P_Urban Aparell

Company Background

Urban Apparel is a fast-growing e-commerce fashion retailer with operations across North America. The company processes thousands of transactions daily across multiple sales channels including their website, mobile app, and third-party marketplaces. As the business scaled, their legacy data infrastructure struggled to keep pace with the volume and variety of marketing data needed for effective campaign optimization.

Problem Statement

Marketing data was delivered daily as CSV files and stored in Azure Blob Storage. However, the data ingestion process was manual. A team member had to download files and upload them every day. The process was time-consuming, taking several hours each week . Reports were often delayed due to late or missed uploads. Manual handling increased the risk of errors and inconsistent data These challenges affected data freshness, reporting accuracy, and timely decision-making.

Objectives

• Automate the ingestion of daily CSV files from Azure Blob Storage

• Eliminate manual file handling and reduce human error

• Load clean, reliable data into a One Lake Lakehouse in Delta format

• Ensure data is refreshed daily and ready for Power BI reporting

• Create a scalable and reliable pipeline using Microsoft Fabric Data Factory

Design

• Automate the ingestion of daily CSV files from Azure Blob Storage

• Eliminate manual file handling and reduce human error

• Load clean, reliable data into a One Lake Lakehouse in Delta format

• Ensure data is refreshed daily and ready for Power BI reporting

• Create a scalable and reliable pipeline using Microsoft Fabric Data Factory

ChatGPT Image Dec 16, 2025, 01_23_18 PM.png

Execuation

Pipeline Overview

A Microsoft Fabric Data Factory pipeline was implemented using a Copy Data activity to ingest data from Azure Blob Storage into a Fabric Lakehouse.

Purpose:
To automate the ingestion of daily CSV files and eliminate manual file uploads.

Design highlights:

Dedicated pipeline focused solely on ingestion
Simple and easy-to-maintain structure
Built using native Microsoft Fabric orchestration capabilities

1. Source Configuration – Azure Blob Storage

Implementation:
The pipeline source was configured to read CSV files directly from Azure Blob Storage.

Objective:
To enable automated, scheduled ingestion of daily source files.

Key aspects:

Direct integration with Azure Blob Storage
Designed for recurring file ingestion
Minimal configuration for reliability and maintainability

2. Destination Configuration – Fabric Lakehouse

Implementation:
The target destination was set as a Fabric Lakehouse table.

Configuration details:

Data written to the Tables section of the Lakehouse
Stored in Delta Lake format
Explicit table naming for clarity and governance
Load behavior configured as Overwrite, with flexibility to switch to Append when required

Result:
Data is immediately available in an analytics-ready format, enabling seamless querying via Power BI and SQL.
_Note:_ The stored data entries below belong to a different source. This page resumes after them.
PR #1775, opened 2022-04-06
Avoid calling unavailable dracut-logger functions from boot scripts

aafeijoo-suse:
The dracut-logger functions are only available during the initrd generation.
For internal initrd scripts that run at boot, dracut-lib provides `warn()` and `info()`.

This PR should cover all the wrong calls:
```
# grep -r -n -w -e dfatal -e derror -e dwarn -e dwarning -e dinfo -e ddebug -e dtrace modules.d | grep -v module-setup
modules.d/35network-manager/nm-lib.sh:14:        derror "nm-initrd-generator not found"
modules.d/45ifcfg/write-ifcfg.sh:107:        derror "Cannot find network interface '$_netif'!"
```

## Checklist


johannbg (approved):
LGTM

PR #1777, opened 2022-04-07
fix(nvmf): set executable bit on `nvmf-autoconnect.sh`

bgilbert:
## Changes

`nvmf-autoconnect.sh` is installed in `/sbin`, and run via `initqueue` in the special case of FC transport without a `discovery.conf` and without kernel arguments.  If the executable bit is not set, `initqueue` fails with `Invalid command`.

Caught by CI checking for non-executable files in binary directories: https://github.com/coreos/fedora-coreos-tracker/issues/1155

## Checklist
- [ ] I have tested it locally - no access to FC-transport NVMe


johannbg (approved):
LGTM

PR #1779, opened 2022-04-09
UEFI: Use kernel version if no VERSION value is given in os-release

saint-erk:
This pull request changes the uefi section of dracut.sh to create a local temporary copy of os-release if the system-provided os-release file does not specify a value for VERSION. (Systemd-boot / gummiboot expects that VERSION is present to automatically files saved to /EFI/Linux/*.efi, and some distributions like Void Linux don't set a VERSION value.)

## Checklist
- [N/A] I have reviewed and updated any documentation if relevant
- [Code only] I am providing new code and test(s) for it

Fixes #N/A


johannbg:
That's a nack we will not workaround operating system vendor who does not populating values of os-release fields that other software depends upon nor will we workaround software that depends on values in the os-release file and does not work when it does not find one. 

You either need work with the void linux community to populate that field with whatever the void community agrees upon or you need to file a bug against sd-boot for being dependent on that field in the first place.

PR #1782, opened 2022-04-11
fix(lvm): add missing grep requirement

aafeijoo-suse:
Since commit https://github.com/dracutdevs/dracut/commit/7ffc5e38 `lvm_scan.sh` requires `grep`.

https://github.com/dracutdevs/dracut/blob/a7a4b76c4ad5794f5f8a24ecd5b495f1512d05f7/modules.d/90lvm/lvm_scan.sh#L55-L65

## Checklist


johannbg (approved):
LGTM

PR #1784, opened 2022-04-20
feat(virtiofs): virtiofs root filesystem support

germag:
Currently, dracut can't mount virtiofs as root filesystem.
Make possible to boot virtual machines off virtiofs,
passing "root=virtiofs:\<mtag\>", using the mount tag <mtag>
as root filesystem. Alternatively this module also supports
"rootfstype=virtiofs root=\<mtag\>"

## Checklist

### DIFF
--- a/.github/labeler.yml
+++ b/.github/labeler.yml
@@ -228,6 +228,9 @@ udev-rules:
 virtfs:
   - modules.d/95virtfs/*
 
+virtiofs:
+  - modules.d/95virtiofs/*
+
 zfcp:
   - modules.d/95zfcp/*
 
--- a/modules.d/95virtiofs/mount-virtiofs.sh
+++ b/modules.d/95virtiofs/mount-virtiofs.sh
@@ -1,0 +1,19 @@
+#!/usr/bin/sh
+
+if [ "${fstype}" = "virtiofs" -o "${root%%:*}" = "virtiofs" ]; then
+    if ! { modprobe virtiofs || strstr "$(cat /proc/filesystems)" virtiofs; }; then
+        die "virtiofs is required but not available."
+    fi
+
+    mount -t virtiofs -o "$rflags" "${root#virtiofs:}" "$NEWROOT" 2>&1 | vinfo
+    if ! ismounted "$NEWROOT"; then
+        die "virtiofs: failed to mount root fs"
+        exit 1
+    fi
+
+    info "virtiofs: root fs mounted (options: '${rflags}')"
+
+    [ -f "$NEWROOT"/forcefsck ] && rm -f -- "$NEWROOT"/forcefsck 2> /dev/null
+    [ -f "$NEWROOT"/.autofsck ] && rm -f -- "$NEWROOT"/.autofsck 2> /dev/null
+fi
+:
--- a/man/dracut.cmdline.7.asc
+++ b/man/dracut.cmdline.7.asc
@@ -928,6 +928,25 @@ NOTE:
     If "exportname" instead of "port" is given the standard port is used.
     Newer versions of nbd are only supported with "exportname".
 
+VIRTIOFS
+~~~~~~~~
+**root=**virtiofs:__<mount-tag>__::
+    mount virtiofs share using the tag <mount-tag>.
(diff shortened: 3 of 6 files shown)


modules.d/95virtiofs/mount-virtiofs.sh
```diff
@@ -0,0 +1,40 @@
...
+virtiofs_fstype_opt() {
+	[ -n "$fstype" -a "$fstype" = "virtiofs" ]
+}
+
+virtiofs_root_opt() {
+	[ -n "$root" -a -z "${root%%virtiofs:*}" ]
+}
+
+virtiofs_root() {
+	[ virtiofs_fstype_opt -o virtiofs_root_opt ]
```
dtardon, line 12: This line doesn't do what you think it does. It's the equivalent of 
```sh
[ -n 'virtiofs_fstype_opt' -o -n 'virtiofs_root_opt' ]
```
You probably meant to write
```sh
virtiofs_fstype_opt || virtiofs_root_opt
```

modules.d/95virtiofs/mount-virtiofs.sh
```diff
@@ -0,0 +1,40 @@
...
+}
+
+load_module() {
+	if ! (modprobe virtiofs || strstr "$(cat /proc/filesystems)" virtiofs); then
```
dtardon, line 16: Please use
```sh
if ! { modprobe virtiofs || strstr "$(cat /proc/filesystems)" virtiofs; }; then
```
instead. There's no need to run a subshell here.

modules.d/95virtiofs/mount-virtiofs.sh
```diff
@@ -0,0 +1,40 @@
+#!/usr/bin/sh
+
+virtiofs_fstype_opt() {
+	[ -n "$fstype" -a "$fstype" = "virtiofs" ]
```
dtardon, line 4: It's not necessary to test `$fstype` for non-emptiness if you then compare it with a concrete string, is it?

modules.d/95virtiofs/mount-virtiofs.sh
```diff
@@ -0,0 +1,40 @@
...
+}
+
+virtiofs_root_opt() {
+	[ -n "$root" -a -z "${root%%virtiofs:*}" ]
```
dtardon, line 8: I think that
```sh
[ ${root%%:*} = "virtiofs" ]
```
is a bit easier to understand. But YMMV.

modules.d/95virtiofs/mount-virtiofs.sh
```diff
@@ -0,0 +1,40 @@
...
+	fi
+}
+
+mount_root() {
+	local fstag=${root#virtiofs:}
+	mount -t virtiofs -o "$rflags" "$fstag" "$NEWROOT" 2>&1 | vinfo
+}
+
+if virtiofs_root; then
+	load_module
```
dtardon, line 27: Btw, are all these small functions, each only called from a single place, really necessary? The code would be half of the current length without them and IMHO still perfectly understandable...

modules.d/95virtiofs/mount-virtiofs.sh
```diff
@@ -0,0 +1,40 @@
...
+}
+
+load_module() {
+	if ! (modprobe virtiofs || strstr "$(cat /proc/filesystems)" virtiofs); then
+		die "virtiofs is required but not available."
+	fi
+}
+
+mount_root() {
+	local fstag=${root#virtiofs:}
```
dtardon, line 22: IMHO there's no need for a variable here. Just use the expression directly.

.github/labeler.yml
```diff
@@ -228,6 +228,9 @@ udev-rules:
 virtfs:
   - modules.d/95virtfs/*
 
+virtiofs:
```
dtardon, line 231: Nitpick: I'd split this into a separate commit, as it's an infrastructure thing, not a part of the feature.

germag:
v3:
- Fix shellcheck error
When I ran 'shfmt -s' locally (in v2), it found no issues

johannbg (approved):
LGTM

Nice touch with the label, Appreciated thanks.

PR #2309, opened 2023-04-19
dracut: add support for one only module groups

airlied:
This supports the case where only a single module from a group will be put into the initramfs to keep initramfs sizes down where firmware files are getting large.

The kernel will denote a group like this:

```
MODULE_FIRMWARE_GROUP_ONLY_ONE("ga106-gsp");
MODULE_FIRMWARE_GROUP_LIST("nvidia/ga106/gsp/gsp-5303002.bin,nvidia/ga106/gsp/gsp-5258902.bin")
MODULE_FIRMWARE("nvidia/ga106/gsp/gsp-5258902.bin");
MODULE_FIRMWARE("nvidia/ga106/gsp/gsp-5303002.bin");
MODULE_FIRMWARE_GROUP_ONLY_ONE("ga106-gsp");
```

dracut will then scan for these group tags. It will use the group list inside the group only tags to and ignore the legacy firmware lines (which will be left in place for old dracut).  It will search for the first fw in the group list and work it's way down.

The kernel driver will then handle whatever it ends up finding.

This pull request changes...

## Checklist

Fixes #

### DIFF
--- a/src/install/dracut-install.c
+++ b/src/install/dracut-install.c
@@ -1391,13 +1391,55 @@ static int install_firmware_fullpath(const char *fwpath)
         return ret;
 }
 
+static bool try_install_single_firmware(struct kmod_module *mod,
+                                        const char *value, bool in_group_one_only)
+{
+        bool group_only_one_found = false;
+        int ret = -1;
+        char **q;
+
+        STRV_FOREACH(q, firmwaredirs) {
+                _cleanup_free_ char *fwpath = NULL;
+
+                _asprintf(&fwpath, "%s/%s", *q, value);
+
+                if (strpbrk(value, "*?[") != NULL
+                    && access(fwpath, F_OK) != 0) {
+                        size_t i;
+                        _cleanup_globfree_ glob_t globbuf;
+
+                        glob(fwpath, 0, NULL, &globbuf);
+                        for (i = 0; i < globbuf.gl_pathc; i++) {
+                                if (group_only_one_found)
+                                        break;
+                                ret = install_firmware_fullpath(globbuf.gl_pathv[i]);
+                                if (ret != 0) {
+                                        if (!in_group_one_only)
+                                                log_info("Possible missing firmware %s for kernel module %s", value,
+                                                         kmod_module_get_name(mod));
+                                } else if (in_group_one_only)
+                                        group_only_one_found = true;
+
+                        }
+                } else {
+                        ret = install_firmware_fullpath(fwpath);
+                        if (ret != 0) {
+                                if (!in_group_one_only)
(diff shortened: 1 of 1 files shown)


airlied:
The kernel patch is:
https://lore.kernel.org/all/20230419043652.1773413-1-airlied@gmail.com/T/#u

mupuf:
> The kernel patch is: https://lore.kernel.org/all/20230419043652.1773413-1-airlied@gmail.com/T/#u

Given that some firmwares may come with bug/security fixes, shouldn't the order of module firmwares inside a group be specified to mean something? As in, the first firmware specified would be the least wanted/oldest, and the newest one would be the preferred?

airlied:
> > The kernel patch is: https://lore.kernel.org/all/20230419043652.1773413-1-airlied@gmail.com/T/#u
> 
> Given that some firmwares may come with bug/security fixes, shouldn't the order of module firmwares inside a group be specified to mean something? As in, the first firmware specified would be the least wanted/oldest, and the newest one would be the preferred?

It is defined by how the module info section is populated. It just happens that it's populated in reverse, so the last firmware you specify in the kernel is the first one dracut tries.

I can't think of anyway to define it better that would be backwards compatible.

mupuf:
> It is defined by how the module info section is populated. It just happens that it's populated in reverse, so the last firmware you specify in the kernel is the first one dracut tries.
> 
> I can't think of anyway to define it better that would be backwards compatible.

I think the code and the logic is sound. Sure, the interface is quirky, but what matters is that you document in what order the fw should be listed in the kernel drivers' source code, and the expected result in the module info section. As for dracut, please add a comment about the expected ordering from the module info, so that the interface is clear.

This should make it easier on both kernel and initramfs developers to know what's the expectation, reducing the chances of screwups on either sides that would silently lead to differences between drivers and distros. WDYT?

mupuf:
Thanks @airlied!

Conan-Kudo (approved):

airlied:
I also assume the procedure would be to get sign off on the kernel side first before landing this.

aafeijoo-suse (commented):
> I also assume the procedure would be to get sign off on the kernel side first before landing this.

Yes, thanks for your patch.

Meanwhile, you can fix your commit message (https://github.com/dracutdevs/dracut/actions/runs/4740463846/jobs/8440368788?pr=2309) and some formatting issues (https://github.com/dracutdevs/dracut/actions/runs/4740463843/jobs/8440368768?pr=2309)

airlied:
I've updated this, and new kernel patches are 

https://lore.kernel.org/linux-modules/20230704025322.2623556-1-airlied@gmail.com/T/#t

PR #2312, opened 2023-04-19
fix(url-lib): remove junk before path to ca-bundle

mikhailnov:
grep -F --binary-files=text -z .crt extracts junk before the path to the ca-bundle from /usr/lib64/libcurl.so.4 from RPM lib64curl4-7.86.0-1.x86_64 on ROSA Linux rosa2021.1.

Such a path is invalid, remove all junk before first slash (/) to make the path be valid.

libcurl.so.4: https://file-store.rosalinux.ru/download/ff55031fdd35038563dbc09f65040e7dbc9026fb
dracut log: https://file-store.rosalinux.ru/download/560b42b8f3b0819194a53c984d94fd9df773fbdc

### DIFF
--- a/modules.d/45url-lib/module-setup.sh
+++ b/modules.d/45url-lib/module-setup.sh
@@ -34,7 +34,9 @@ install() {
             if ! [[ $_nssckbi ]]; then
                 read -r -d '' _nssckbi < <(grep -F --binary-files=text -z libnssckbi "$_lib")
             fi
-            read -r -d '' _crt < <(grep -E --binary-files=text -z "\.(pem|crt)" "$_lib" | sed 's/\x0//g')
+            # Last sed expression removes all symbols before first '/' to clean up junk (https://askubuntu.com/a/438393)
+            # Junk may contain a line break
+            read -r -d '' _crt < <(grep -E --binary-files=text -z "\.(pem|crt)" "$_lib" | sed -e 's/\x0//g' -e 's,^[^/]*/,/,' | grep '^/' | head -n1)
             [[ $_crt ]] || continue
             [[ $_crt == /*/* ]] || continue
             if [[ -e $_crt ]]; then


aafeijoo-suse (commented):
I failed to reproduce this with Fedora Rawhide:

```
# read -r -d '' _crt < <(grep -E --binary-files=text -z "\.(pem|crt)" "/usr/lib64/libcurl.so.4.8.0" | sed 's/\x0//g')
# echo "$_crt"
/etc/pki/tls/certs/ca-bundle.crt
```

If this is a distro-specific packaging issue, maybe it should be fixed there.

mikhailnov:
@aafeijoo-suse Sorry for late responce, I missed an email about your reply. Grepping text from binary files in this way cannot guarantee anything, it may depend on compiler, linker flags, binutils version etc., so I would not consider it to be a packaging issue. `--with-ca-bundle=%{_openssldir}/certs/ca-bundle.crt` is defined in curl configure values.

```
$ rpm -E %optflags
-O2 -fomit-frame-pointer -gdwarf-4 -Wstrict-aliasing=2 -pipe -Wformat -Werror=format-security -D_FORTIFY_SOURCE=2 -fPIC -fstack-protector-strong --param=ssp-buffer-size=4 -m64 -mtune=generic
```

Maybe you can set the same optflags in SUSE and get the same result...

mikhailnov:
Here is junk that I get:

image

mikhailnov:
It would be better to use strings(1) which give a nice result without hackery:

$ strings /usr/lib64/libcurl.so.4.8.0 | grep ca-bundle
/etc/pki/tls/certs/ca-bundle.crt

but binutils may be not installed

aafeijoo-suse:
> It would be better to use strings(1) which give a nice result without hackery:
> 
> $ strings /usr/lib64/libcurl.so.4.8.0 | grep ca-bundle /etc/pki/tls/certs/ca-bundle.crt
> 
> but binutils may be not installed

I like this idea, it's a clean solution. We already use `strip` from `binutils` (or better `eu-strip` from `elfutils`, we require this package in SUSE), so we could use `strings`/`eu-strings` here... but let's see what other people think.

mikhailnov:
The only usage of `strings` is in lsinitrd.sh

mikhailnov:
What about strings vs eu-strings?

First try eu-strings, then strings, then current hackery?

PR #2310, opened 2023-04-19
fix(btrfs): add missing cmdline function

aafeijoo-suse:
Otherwise `dracut --print-cmdline` does not print the command line option added by the btrfs module.

## Checklist
- [X] I have tested it locally
- [ ] I have reviewed and updated any documentation if relevant
- [ ] I am providing new code and test(s) for it

PR #2313, opened 2023-04-19
fix(watchdog-modules): add missing cmdline function

aafeijoo-suse:
Otherwise `dracut --print-cmdline` does not print the command line option added by the `watchdog-modules` module.

## Checklist

### DIFF
--- a/modules.d/04watchdog-modules/module-setup.sh
+++ b/modules.d/04watchdog-modules/module-setup.sh
@@ -10,32 +10,48 @@ depends() {
     return 0
 }
 
-# called by dracut
-install() {
-    return 0
-}
-
-installkernel() {
-    local -A _drivers
-    local _wdtdrv
+get_watchdog_drivers() {
+    local _wd _wdtdrv
 
     for _wd in /sys/class/watchdog/*; do
         ! [ -e "$_wd" ] && continue
         _wdtdrv=$(get_dev_module "$_wd")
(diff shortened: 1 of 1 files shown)


aafeijoo-suse:
> @aafeijoo-suse I noticed you have other similar PR as well, but perhaps best to ask this question on this PR.
> 
> From the description of this command line option ([1743473](https://github.com/dracutdevs/dracut/commit/1743473b2b7c1fb09b9eddc11d33fb3269877529)), it is not clear to me that it should print out "all" command line options, even the "internal" one
> 
> > Print the kernel command line for the given disk layout
> 
> Not sure what is the motivation for these PRs - perhaps consistency.
> 
> I am wondering when and how would users use this feature.

I was asked how to differentiate the parameters added to the command line (via bootloader) from those added by dracut (/etc/cmdline.d), and I thought the way to do this is using `dracut --print-cmdline`, but I found the list is incomplete (I'm using btrfs - #2310, so yes, the other 2 PRs are for consistency).

Excerpt from the man page:

```
module-setup.sh: cmdline()
This function should print the kernel command line options needed to boot the current machine setup
```

Seeing how other modules are implemented, not only the disk layout is included in the `cmdline()` method. E.g.:

https://github.com/dracutdevs/dracut/blob/a62e895db9510f0fc4c47ee81b1436096eca4d64/modules.d/90multipath/module-setup.sh#L43-L49

PR #2314, opened 2023-04-21
RFC: perf(base): do not unconditionally process cmdline with each `getcmdline` call

aafeijoo-suse:
At boot, every time a script calls a `getarg` function, the `getcmdline` function is called, which parses /etc/cmdline, /etc/cmdline.d/*.conf and /proc/cmdline.

Although a call only takes a few ns, this is quite inefficient due to the large number of times a `getarg` function is called. Only to show this number, I added a warning every time `getcmdline` is called in two vms, one with a minimal setup and other using the NetworkManager to get internet connection at boot (in both cases the content returned by `getcmdline` is always the same, i.e., no hook script is adding new content at boot). These are the results:

```
localhost:/home/dev # journalctl -b | grep -c getcmdline
43
nm:/home/dev # journalctl -b | grep -c getcmdline
67
```

This patch adds a new function `setcmdline`, which parses command line options, exports the `CMDLINE` variable (required by `dracut-util`), and persists its content in a temporary file, so that different processes can access it (e.g. systemd generators).

With this change, if a hook script adds new content in /etc/cmdline.d at boot, it must explicitly call `setcmdline` to update the content of the `CMDLINE` variable.

Let's compare the performance when calling 67 times the old version and the new one (with the new version, `setcmdline` is called only once, no cmdline changes at boot):

```
sh-5.2# hyperfine -S'bash --norc' '. /lib/dracut-lib.sh ; for ((i=1;i<=67;i++)); do getcmdline_v0; done' '. /lib/dracut-lib.sh ; for ((i=1;i<=67;i++)); do getcmdline_v1; done'
Benchmark 1: . /lib/dracut-lib.sh ; for ((i=1;i<=67;i++)); do getcmdline_v0; done
  Time (mean ± σ):       4.7 ms ±   0.6 ms    [User: 3.9 ms, System: 1.1 ms]
  Range (min … max):     4.3 ms …  11.6 ms    380 runs

  Warning: Command took less than 5 ms to complete. Note that the results might be inaccurate because hyperfine can not calibrate the shell startup time much more precise than this limit. You can try to use the `-N`/`--shell=none` option to disable the shell completely.
  Warning: The first benchmarking run for this command was significantly slower than the rest (6.6 ms). This could be caused by (filesystem) caches that were not filled until after the first run. You should consider using the '--warmup' option to fill those caches before the actual benchmark. Alternatively, use the '--prepare' option to clear the caches before each timing run.

Benchmark 2: . /lib/dracut-lib.sh ; for ((i=1;i<=67;i++)); do getcmdline_v1; done
  Time (mean ± σ):       1.1 ms ±   0.3 ms    [User: 1.2 ms, System: 0.2 ms]
  Range (min … max):     0.8 ms …   2.4 ms    991 runs

  Warning: Command took less than 5 ms to complete. Note that the results might be inaccurate because hyperfine can not calibrate the shell startup time much more precise than this limit. You can try to use the `-N`/`--shell=none` option to disable the shell completely.
  Warning: Statistical outliers were detected. Consider re-running this benchmark on a quiet system without any interferences from other programs. It might help to use the '--warmup' or '--prepare' options.

Summary
  '. /lib/dracut-lib.sh ; for ((i=1;i<=67;i++)); do getcmdline_v1; done' ran
    4.44 ± 1.29 times faster than '. /lib/dracut-lib.sh ; for ((i=1;i<=67;i++)); do getcmdline_v0; done'
```

## Checklist

### DIFF
--- a/modules.d/35connman/cm-config.sh
+++ b/modules.d/35connman/cm-config.sh
@@ -4,6 +4,7 @@ type cm_generate_connections > /dev/null 2>&1 || . /lib/cm-lib.sh
 
 if [ -n "$netroot" ] || [ -e /tmp/net.ifaces ]; then
     echo rd.neednet >> /etc/cmdline.d/connman.conf
+    setcmdline
 fi
 
 if getargbool 0 rd.debug -d -y rdinitdebug -d -y rdnetdebug; then
--- a/modules.d/35connman/cm-lib.sh
+++ b/modules.d/35connman/cm-lib.sh
@@ -1,6 +1,6 @@
 #!/bin/sh
 
-type getcmdline > /dev/null 2>&1 || . /lib/dracut-lib.sh
+type getargbool > /dev/null 2>&1 || . /lib/dracut-lib.sh
 
 cm_generate_connections() {
     if getargbool 0 rd.neednet; then
--- a/modules.d/35network-legacy/parse-ip-opts.sh
+++ b/modules.d/35network-legacy/parse-ip-opts.sh
@@ -43,6 +43,7 @@ BOOTDEV=$(getarg bootdev=)
 if [ -n "$NEEDBOOTDEV" ] && getargbool 1 rd.neednet; then
     #[ -z "$BOOTDEV" ] && warn "Please supply bootdev argument for multiple ip= lines"
     echo "rd.neednet=1" > /etc/cmdline.d/dracut-neednet.conf
+    setcmdline
     info "Multiple ip= arguments: assuming rd.neednet=1"
 else
     unset NEEDBOOTDEV
@@ -131,6 +132,7 @@ for p in $(getargs ip=); do
             "$(expr substr "$dev" 11 2)" \
             "$(expr substr "$dev" 13 2)" \
             >> /etc/cmdline.d/80-enx.conf
+        setcmdline
     fi
 done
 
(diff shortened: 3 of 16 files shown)


aafeijoo-suse:
> > This patch adds a new function `setcmdline`, which parses command line options, exports the `CMDLINE` variable (required by `dracut-util`), and persists its content in a temporary file, so that different processes can access it (e.g. systemd generators).
> 
> Just a thought - can we avoid creating some of the /etc/cmdline.d files ?
> 
> As an example change
> 
> ```
> echo rd.neednet >> /etc/cmdline.d/connman.conf
> setcmdline
> ```
> 
> to
> 
> ```
> echo rd.neednet | setcmdline
> ```
> 

We could, but I don't know if it's a good idea. If we remove these conf files, it would be more difficult to debug from the emergency shell which module adds command line parameters.

> > With this change, if a hook script adds new content in /etc/cmdline.d at boot, it must explicitly call setcmdline to update the content of the CMDLINE variable.
> 
> Would this break out-of-tree dracut modules ?

AFAIK the only documented use of /etc/cmdline.d to inject custom command line options is during the build process, not dynamically at boot. If an external dracut module is doing this (e.g. [openSUSE kdump](https://github.com/openSUSE/kdump/blob/eed2330577c0e1a4b392e0cc4c6227ca93be9d5b/dracut/kdump-boot.sh#L19)), then yes, it will need to adapt its code. But I think this should not be an obstacle to fix this inefficient code.

FGrose:
This will also clean up debug xtrace logs.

3. Pipeline Execution & Run History

Implementation:
The pipeline was executed multiple times and monitored through the Run History view.

Validation outcomes:

Successful end-to-end data movement
No execution failures observed
Consistent and repeatable ingestion behavior

Each execution confirmed that data was accurately transferred from the source to the Lakehouse destination.

4. Reliability & Failure Handling

Implementation:
Basic resiliency and fault-tolerance settings were applied to the Copy Data activity.

Configured safeguards:

Execution timeout to prevent stalled runs
Retry mechanism enabled
Defined retry interval for transient failures

These configurations ensure a stable and reliable ingestion process.